18. Chairman Compton reiterated his belief that the Commission actions today would not impact the potential buyer.
19. Mr. Ferrin stated that a potential buyer could always apply to the Commission for a variance from Rule 707.a and with a more compelling case it might succeed. However, it might be immediately out of compliance with Rule 707.a once it purchased these inactive wells.
20. The Commission closed the record.
Commission Deliberation Comments:
21. Commissioner Benton stated that it was his understanding that there was a staff recommendation to deny the application for the variance.
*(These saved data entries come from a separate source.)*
PR #3268, opened 2024-05-16
Cataclysm - Fix Spec Detection & Paladin Improvements

himea-saito:
### Changes Made

> **Hekili.state:**
> - Changed the `Hekili:SpecializationChanged()` function to set the `state.spec` values specific to the Cataclysm game version.
> - _Explanation: Because players could only add talent points to a chosen tree until they reached the capstone talent, a new API method was added `GetPrimaryTalentTree()` which returned the ID of the current primary specialization (1, 2, 3). We can then select the second property of `GetTalentTabInfo()` to get the name of the spec. This was later replaced with `GetSpecialization()` which is still used in the Retail game version today._
> - _https://wowwiki-archive.fandom.com/wiki/API_GetPrimaryTalentTree_
> - _https://wowwiki-archive.fandom.com/wiki/API_GetTalentTabInfo_
> 
> - Character data will now display the spec name instead of class for Cataclysm
> image

The quoted changes were reverted, see comments discussion for details.

**Paladin**
- Fixed a bug that I've been chasing with spec detection not quite working as expected. Instead of using `state.spec._specname_` for a Boolean value I am now using the capstone talent if each spec. e.g. `talent.templars_verdiect.enabled` for Retribution.
- _Explanation: Paladins have several abilities that dramatically change behavior dependent on their spec. The major feature I wanted to incorporate was for Guardian of Ancient Kings to change from a "defensives" toggle to a "cooldowns" toggle depending on if the player is protection or retribution. The new spec detection method fixed this behavior._
- Added some new values and a toggle setting to allow for the option of saving Holy Power prior to wanting to use Zealotry so that Zealotry can be used at the correct time. _(Thanks to Palosi for his feedback and testing with this feature!)_
- Fixed incorrect cooldown tracking for Crusader Strike
- Improved the logic for recommending Inquisition to account for the time it would take to build more Holy Power and increase uptime
- Added Ancient Power stacks tracking to abilities for Retribution
- Fixed Seal of Righteousness Threshold setting to not allow for setting it to below 2 targets
- Removed some unused functions from Wrath


Supernuss:
I'm not sure this change makes sense for now - we might come to an easier solution using talents.

I'd rather propose keeping the specs how they are or we go whole hog and rework everything into specs instead of mixing it up :)

Hekili:
Why is `spec.retribution` not sufficient vs. `spec.name == "retribution"`?  The former adheres more closely to the SimC syntax and is my preference.

himea-saito:
> Why is `spec.retribution` not sufficient vs. `spec.name == "retribution"`? The former adheres more closely to the SimC syntax and is my preference.

@Hekili @Supernuss 
Currently `spec._class_name_` always returns true regardless of what spec you are:
image


My original goal was to determine why this method wasn't working, but I admit I was a bit confused on how this value was being determined and the change I've suggested in this pull hasn't appeared to negatively affect any of the specs I've tested. Supernuss idea is a good workaround, I wouldn't be opposed to that if we don't want to make a change that could affect other classes, although I don't entirely like it. Functionally there's nothing wrong with just checking what the player's current capstone talent is to determine their spec, but this solution feels cleaner to me (✿◡‿◡)

Would it make more sense to change it so that spec.key is still set to class? `state.spec.key = currentClass:lower()` instead of `state.spec.key = state.spec.name:lower()`

```
elseif Hekili.IsCataclysm() then
        specs[ 2 ] = currentID
        state.spec.id = currentID
        state.spec.name = select( 2, GetTalentTabInfo( GetPrimaryTalentTree() ) )
        state.spec.key = currentClass:lower()
        state.role.attack = true
        state.spec[ state.spec.key ] = true
```

I just tested this change and I get `paladin` for `spec.key` but `spec.name` still returns `Retribution` so I think we could have the intended behavior that way.

image
image

Hekili:
image

?

Your solution with the string comparisons also is problematic for localization since the API will translate spec names differently.  I went and converted all talent tab IDs to tokens in Constants.lua.  Maybe you haven't pulled my update?

himea-saito:
> ?
> 
> Your solution with the string comparisons also is problematic for localization since the API will translate spec names differently. I went and converted all talent tab IDs to tokens in Constants.lua. Maybe you haven't pulled my update?

Hmm just merged it in and I'm still getting all specs showing as true. Perhaps its an installation issue? I will try pulling fresh directly from your branch.

himea-saito:
I did a completely fresh install by deleting `/Addons/Hekili`, downloaded the Wrath file at https://www.curseforge.com/wow/addons/hekili/download/5277497 for libs and then grabbed directly from https://github.com/Hekili/hekili/tree/cataclysm to overwrite changed files. That didn't fix the issue, so I tried resetting my WTF and Cache and am still getting true for all specs. Am I missing a step?

image

himea-saito:
I went ahead and reverted the spec detection change and updated Paladin to use capstone talents instead as suggested by @Supernuss . Probably not worth the trouble digging into the `spec._spec-name_` problem when the talents method works fine.

Hekili:
I'd rather not use talents as indicators when we have the spec.  I'd like to understand why you're having issues with `spec.protection` and so forth.

What do you get from `/dump Hekili.State.spec` in-game?  This is assuming you've picked a talent tree to start with.

Supernuss:
> Your solution with the string comparisons also is problematic for localization since the API will translate spec names differently. I went and converted all talent tab IDs to tokens in Constants.lua. Maybe you haven't pulled my update?

I cant seem to find your commit of that change. Is it possible that you haven't pushed it yet? If you did a link to the commit would be nice :D

Supernuss:
okay, found it: https://github.com/Hekili/hekili/commit/dea92973fe108f4bd2e7594ddad39fa52530dfd2
was irritated because it's just short after midnight here and I seached for a commit from today instead :)

Supernuss:
okay, i had it already, will test it too

Supernuss:
same as himea (im currently in retri): 
grafik

every spec for my class seems to eval true, other specs dont. Same on my Druid.

himea-saito:
> What do you get from `/dump Hekili.State.spec` in-game? This is assuming you've picked a talent tree to start with.

```
Dump: value=Hekili.State.spec
[1]={
  protection=true,
  holy=true,
  name="PALADIN",
  key="paladin",
  dual_cast={
  },
  paladin=true,
  retribution=true,
  id=2
}
```

Currently specced as Retribution

Hekili:
Should be resolved here:  https://github.com/Hekili/hekili/commit/ad0144e1a7e327be574038f499c48b54cce84d77

himea-saito:
It worked! Woohoo! I've added the corrected spec detection to the Paladin.lua
image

Chairman Compton confirmed his understanding.
22. Commissioner Benton made a motion to deny the application for the variance, Commissioner Alward seconded the motion.
23. The motion to deny the requested variance was approved unanimously.
1. The Application for Waiver of Rule 707(a) Requirement for Additional Financial Assurance filed by Red Mesa Holdings/O&G LLC is denied.
2. This Order is effective immediately.
3. The Commission expressly reserves its right, after notice and hearing, to alter, amend or repeal any and/or all of the above Orders.
4. Under the State Administrative Procedure Act, the Commission considers this Order to be final agency action for purposes of judicial review within 35 days after the date this Order is mailed by the Commission.
5. An application for reconsideration by the Commission of this Order is not required prior to the filing for judicial review.
ENTERED this ___ day of April, 2015, as of April 13, 2015.